§ WHAT THIS TASK INVOLVES
Pull out every line below containing the word "shader".
————
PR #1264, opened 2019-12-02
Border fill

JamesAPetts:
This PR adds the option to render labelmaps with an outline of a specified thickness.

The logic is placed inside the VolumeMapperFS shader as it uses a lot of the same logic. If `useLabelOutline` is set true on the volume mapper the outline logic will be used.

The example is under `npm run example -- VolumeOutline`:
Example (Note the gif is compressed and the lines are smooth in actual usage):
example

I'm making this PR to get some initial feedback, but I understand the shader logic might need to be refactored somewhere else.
————
§ SOLUTION BELOW
The logic is placed inside the VolumeMapperFS shader as it uses a lot of the same logic. If `useLabelOutline` is set true on the volume mapper the outline logic will be used.
I'm making this PR to get some initial feedback, but I understand the shader logic might need to be refactored somewhere else.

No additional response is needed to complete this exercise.